Three and half weeks passed by while I was in the hospital fighting the infection. Mom was there all of the time. She put on a brave face, smiled at me through her pain, and held my hand during those long days in the hospital. Her daughter went from being vibrant and energetic to lying in the hospital bed with one foot in this world and the other in Heaven. Yet, she never let me see her scared.

Mom was also grieving as she knew what the surgery meant for the rest of my life. It was more than just a brief illness that I would hopefully recover from. She grieved for the fact that something very special was taken away from me. People would try to tell her things or come up with “reasons”, but she was still trying to figure what the purpose of it all was. Yet, she knew it was important for my life to go on and for me have a sense of normalcy. This must have been difficult for her. She carried this burden by herself so that I could get back to being a pre-teen girl. I was not aware of the full gravity of the situation, but she was.

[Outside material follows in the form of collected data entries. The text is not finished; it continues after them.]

PR #10292, opened 2020-04-07
nix: fix status-go source override

jakubgs:
Fixes custom source for `status-go` provided via `STATUS_GO_SRC_OVERRIDE` env variable.

I did not update the arguments when working on `mkFilter` function in: #10246

Status: __Ready__


rasom (approved):
it works locally, let's merge

PR #10294, opened 2020-04-07
Notifications

yenda:
status: ready


cammellos (approved):
it would be worth having an e2e test covering this, as we don't test this part so often and if the format changes we might not notice, maybe worth mentioning to test-team. Nice work!

Serhy:
**Issue 1**
PushNotification appears from any contact when received in 1-1 chat. 
I think we should not have notification for contacts who not in the user `Contacts` list (that like we had in the past: if message received from contact who not is in the contact list - no PushNotification appears.

**Issue 2**
When tapping on push notifications while in Status a different chat view was opened then an empty chat view is opened.  If I send any message from that view there is no message appears in view. They sent in "real" 1-1 chat but endless spinner will be below each message.

Video of issue: https://drive.google.com/file/d/1z4F-Eb4YXKIGCmCtxUlMPxOLV9e4LJas/view
(@cammellos maybe knows the secret behind 2nd issue)

cammellos:
A few things I was thinking:

It's probably best not to use `messages.new` for notifications, rather, we should probably have a new field that only contains the notifications that java processes.

That way we can customize notifications (only for contacts, only for some chats and not necessarily only for messages, for example we could have mentions).

In terms of enabling them only for contacts, I am not sure it will be clear enough for the user. Currently there's no incentive in adding someone to contacts (it's basically a noop), so I would be more inclined to have a separate menu (settings for a chat, we might have something similar already, which will come handy when we do disappearing messages, mute chat). 

Another thing is that we can always show an updated list of notifications, as status-go can instruct java to display the whole list.
For example instead of having  every single message differently, we could say:
"You received 2 messages from etc"
etc

cc @errorists

yenda:
@Serhy 
1. this was a limitation due to the fact that we just couldn't technically show a notification for messages that were not from contact since notifications required exchanging an id for the push notification service. Now it is not necessary anymore so we can show notifications for pretty much anything. But as @cammellos mentionned we can do some filtering on status-go side in the future based on user preferences.
2. I am not able to reproduce this issue on my android device, do you have so more specific reproducible steps, I tried this:
- open a chat and a add contact, exchange a few message
- open #status chat and put app in background
- send message from other device, open notification
In the video it looks like it's what you did and it opens a different chat but in my case it opens the right one

yenda:
@cammellos @Serhy ok actually I was able to reproduce in the PR build but not in the debug build

yenda:
@Serhy ok looks like it is good after rebase I wasn't able to reproduce. I think  we could go with the current settings of receiving notifications for all 1-1 chat, and next step is to do some work on status-go for filtering what gets a notifications, add settings in status-react and notifications for other chats and part of the app. @errorists @rachelhamlin wdyt?

rachelhamlin:
@yenda @Serhy +1 on 1-1 notifications for all dms. There's so little reason to add someone as a contact on Status right now—I'd rather ensure the PN service is running for as many users as possible and mirror SMS behavior. 

Later, we can add settings. Sounds brilliant.

flexsurfer (approved):

Serhy:
@yenda thank you. 
With the latest builds (`0.14.0 (20200409103022)`) tested in iOS13 and Android8.1 and Android9:
I'm trying to realise what's happening with PN now, because it's randomly (now until I understand) happens any of three:
a) Either this Issue2 from https://github.com/status-im/status-react/pull/10294#issuecomment-611419877 that separate 1-1 chat opens still reproduced OR
b) Everything is absolutely fine and no Issue2 OR
c) Error `Cannnot read property 'lastIndexOf' of null` appears when tap on PN (see below **Issue3** it's description and logs) 

**Issue3** This one is annoying in terms of reproduction because it was appearing all the time, but gone after I restarted Android devices. I anyway report it and trying to understand meanwhile when it appears. 
So there is no redirect to 1-1 chat view after tap on PushNotification but Status opens with error: `Cannot read property 'lastIndexOf' of null`

To reproduce: 
1) Create new accounts on Device1 and Device2
2) Device2 enables 'Notifications' from Profile
3) Device2 puts app on background
4) Device1 sends message Device2 

Screenshot 2020-04-09 at 19 22 43

Logcat:
 ```
04-09 17:23:40.478 31470 31470 E StatusModule: intent received: im.status.ethereum.module.TAP_NOTIFICATION
04-09 17:23:40.507 31470 31544 D ReactNativeJS: DEBUG [status-im.utils.handlers:32] - Handling re-frame event:  :handle-universal-link
04-09 17:23:40.509 31470 31544 D ReactNativeJS: DEBUG [status-im.utils.universal-links.events:9] - universal links: event received for  status-im://chat/private/0x042d34e113f45eae1d01fb125f2cccd715a192d130c92d1712411a72f26ce3a6bd06d5243d155aeddf86450a04ad38894d738dede501039ae41691877eda9c7763
04-09 17:23:40.511 31470 31544 I ReactNativeJS: INFO [status-im.utils.universal-links.core:77] - universal-links: handling private chat 0x042d34e113f45eae1d01fb125f2cccd715a192d130c92d1712411a72f26ce3a6bd06d5243d155aeddf86450a04ad38894d738dede501039ae41691877eda9c7763
04-09 17:23:40.513 31470 31544 I ReactNativeJS: PRETTY PRINTED EXCEPTION
04-09 17:23:40.513 31470 31544 I ReactNativeJS: 
04-09 17:23:40.513 31470 31544 I ReactNativeJS: ***
04-09 17:23:40.513 31470 31544 I ReactNativeJS: NAME: "TypeError"
04-09 17:23:40.513 31470 31544 I ReactNativeJS: MESSAGE: Cannot read property 'lastIndexOf' of null
04-09 17:23:40.513 31470 31544 I ReactNativeJS: 
04-09 17:23:40.513 31470 31544 I ReactNativeJS: TypeError: Cannot read property 'lastIndexOf' of null
04-09 17:23:40.513 31470 31544 I ReactNativeJS:     at y (address at index.android.bundle:1:1763665)
04-09 17:23:40.513 31470 31544 I ReactNativeJS:     at n (address at index.android.bundle:1:3187866)
04-09 17:23:40.513 31470 31544 I ReactNativeJS:     at anonymous (address at index.android.bundle:1:3191568)
04-09 17:23:40.513 31470 31544 I ReactNativeJS:     at anonymous (address at index.android.bundle:1:3191206)
04-09 17:23:40.513 31470 31544 I ReactNativeJS:     at anonymous (address at index.android.bundle:1:3014735)
```

**Issue4** Very often I see PN not destroyed (marked as read) after it was tapped. Instead PN received from contacts accumulates into huge list. And when there are PN from multiple contacts it becomes messy so I ended up on tapping wrong PN and opening 1-1 chat with false impression there were no messages
**To reproduce:**
1) Create new account UserA and enables notifications
2) UserA puts app on background 
3) Another UserB sends text message to UserA
4) UserA tap on PN received and opens Status
5) UserA puts app on background
5) Now third UserC sends text message to UserA
6) UserA checks the list of PN to see if there are no PushNotification at all
**Actual result:** You got 1 messages  in 1 chat (the very last message). Nothing happens when I tap it (I can swipe right/left upon it to remove, but the with the next PN whole list of previous messages re-appears)

Screenshot 2020-04-10 at 11 49 56


**Issue5** Contact names in PN expose bold markdown (<b> tags)

Screenshot 2020-04-10 at 11 57 16

**Comment by Serhy** [comment]
**Issue6** I'd be very thankful if we fix the next (it a bug itself and needed to fixed to allow easier implementation of autotest)
If user puts Status on background by tapping hardware Back button then no navigation to 1-1 chat will happen after tap on PushNotification (user appears on Home view)
**To reproduce:**
1) Create new UserA and enabled notifications
2) UserA taps hardware Android Back button to put Status on background
3) UserB sends a message to UserA
4) UserA taps on appeared PN
**Actual result:** Chats main view opened (not 1-1 chat)

**Comment by rachelhamlin** [comment]
These all sound like potential blockers to me. Nice work @Serhy.

Also going to want to update that copy :) 

Do all the notifications compile into one @yenda? 

"You have a new message" would be my preference for my single message.
"You have 2 new messages" would be my preference for plural.

**Comment by yenda** [comment]
Issue 1 as discussed could be dealt with later, and is actually a feature TM

Issue 2 Issue3 I think those should be fixed now, I fixed two things: 
- Android intent were not being recreated even when the data changed because it would only care about the notificationId, so one problem was that when you received notifications from different chats they would not always reuse the same notificationId and inherit the intent of another chat, opening the wrong chat. So I made sure intents are now refreshed properly. 
- if the chat didn't exist already it wasn't created, hence the error in issue 3.

Issue4 Issue5 These issues were caused by the legacy implementation of groups, I removed it entirely because after testing on Android 7 it does some grouping already (albeit not as good as Android 8 and newer)

Issue6 I am looking into this one I thought it would be fixed along with 2/3 but I reproduced it again in the PR build

**Comment by yenda** [comment]
Ok 6 should be fixed in the next build. Android is actually calling onHostDestroy when you press the back button, which stops the service, so I just made sure the service isn't stopped then. That means even if you kill the app the service will keep running.

edit: well I happened to have fixed another bug but there is still an issue with the universal link being empty when app was killed and opened from notification (which happens with back button press)

**Comment by yenda** [comment]
@Serhy same bug already exists it's not related to PN but to universal links, when the activity is destroyed with the back button, the universal link isn't loaded on resume. So if you open a universal link with after the same steps you get the same result. I would suggest we create an issue for it and fix it separately, as it is not cause by this PR and is a broader issue that needs to be fixed

**Comment by yenda** [comment]
@Serhy I added a fix for universal links

**Comment by Serhy** [comment]
> actually calling onHostDestroy when you press the back button, which stops the service, so I just made sure the service isn't stopped then. That means even if you kill the app the service will keep running.

@yenda Indeed all issues fixed, push notifications are working fine right now!

However, what happens is that even when I want to kill the app on Android with enabled `Notifications` - it resumes after opening without asking me to login to account. Disregard how many times I closed it.
And I keep seeing each 10 seconds in logcat 
```

04-17 14:21:58.271  1596  1640 D ReactNativeJS: DEBUG [status-im.utils.handlers:32] - Handling re-frame event:  :mailserver/check-connection-timeout
```

So `Close Status app` actions (close it from the list of device apps) has no effect. 
I'm sure we need to shut down if user closes Status from the list of device applications.

yenda:
@Serhy you need to logout if you want to kill the app, it's not just an app now but also a service, and killing the app doesn't kill the service, otherwise it will be killed as well when you press the back button

Serhy:
I don't know it's OK from security point of view. 
So having `Notifications` enabled - we always keep service alive and so Status is available to be opened without login any time (even no `Save password` / `FaceID` turned on) after user closed Status from list of apps.
And in that case we would need to align it to `Notifications` = OFF behavior then for consistency (so to update behavior of app NOT to kill the app if it closed)

yenda:
It's different because with notifications you always have a notification opened that says the app is running even after you kill it.

rachelhamlin:
Understood that this is a necessity of serverless notifications. 

What happens if I log out? Are notifications turned off? Do they have to be manually turned on again?

yenda:
@rachelhamlin they are turned off until you login again

Serhy:
Yes, that's true

Screenshot 2020-04-17 at 16 40 17

This notification keep staying if I close Status. 

Video of app behavior when notifications are ON: https://drive.google.com/file/d/1fRwmkYbB0nOBqP-KtTlDxO4gHHgBwG2T/view?usp=sharing

> What happens if I log out? Are notifications turned off? Do they have to be manually turned on again?

Notifications turned off (means you close the service), but once open Status and login -> Notifications enabled again.

andremedeiros:
So, I understand this might be a bit too late to pull a change like this, but I'd like to suggest changing the "Don't kill the app" message to go somewhere else, maybe inside the app itself.

We have a moment, when we offer to enable notifications, to educate the user and to explain why notifications are the way they are, and the shortcomings and advantages. Doing things like this, despite it acting as a reminder, will ultimately, IMHO, be a disservice to users in general.

@hesterbruikman curious to hear your thoughts.

hesterbruikman:
I kind of like having the `don't kill the app` message shown by the OS as it's a system constraint to do with how you manage your apps not how you manage settings within Status. Counting on @errorists wisdom on this though.

errorists:
@hesterbruikman I don't have an opinion yet without having used it, I'm not familiar at all with Android notifications. Once this is out in the open and I and everyone else will get their feet wet, I'll be able to give informed advice. I definitely don't mind releasing it as it is here.

Serhy:
Thank you @andremedeiros @hesterbruikman @errorists !
There were no problems apart that question. Then lets merge @yenda!
It won't be included in upcoming release/v1.3 but enough time to polish if needed in v1.4.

Mom fought to regain life for me. She made sure I went right back to doing the things I loved; dancing, socializing with friends, etc. However, the surgery did not just affect my life. Through my tragedy, she had to bear witness to and experience the impact of infertility. She too had just been dealt a huge blow. She would never have a biological grandchild. This must have saddened her. Yet, there she was strong, silent, and smiling.

Mom might say that I am the one who was the most resilient during that fateful time in my life. I definitely had the fight in me to survive. Yet, she’s the one who had to navigate raising a daughter who was unlike any other girls. She had to walk through life parenting a daughter who would never experience the joy of announcing a pregnancy, the surprise of finding out the gender, and the moment of seeing her child be born. My mom would also never hear the delightful words of “You’re going to be a grandma”. She would never be able to await anxiously to find out the gender. And, she would never have the opportunity to sit in a waiting room for hours before gazing upon her grandchild for the first time.

But, mom is also the one who modeled how to face the darkness with courage, how to look to the future, and how to seize control back from something that was totally out of control. She’s the one who held in her fears so that I would not absorb them. She’s the one who told me “if you want to achieve something, put your heart into it”. She’s the one who went right back to being the mommy who made home made goodies that brought great comfort and sacrificed her wants so that I would have the very best. She’s the one who never allowed herself to be victimized by this; thus, teaching me to not be a victim of my circumstance. And, she’s the one who didn’t run away from her faith in God.

So, mom, thank you for being resilient. Thank you for modeling to me that when life deals you a blow, you just get up, dust off, and walk strong. Thank you for showing and telling me that I was the most important thing in your world. Thank for you giving me security when the floor fell out from under me. I know your grandma experience started out different from others, so thank you for standing by and supporting me while we were foster parents, and for the love you give my children.

See mom? The Lord does work all things for good for those who believe in Him. My story didn’t end with infertility. Oh, it may have altered it. It may have brought doubts, anger, and tears. But, my story is now filled with love, hope, grace, faith, and your sweet grandchildren.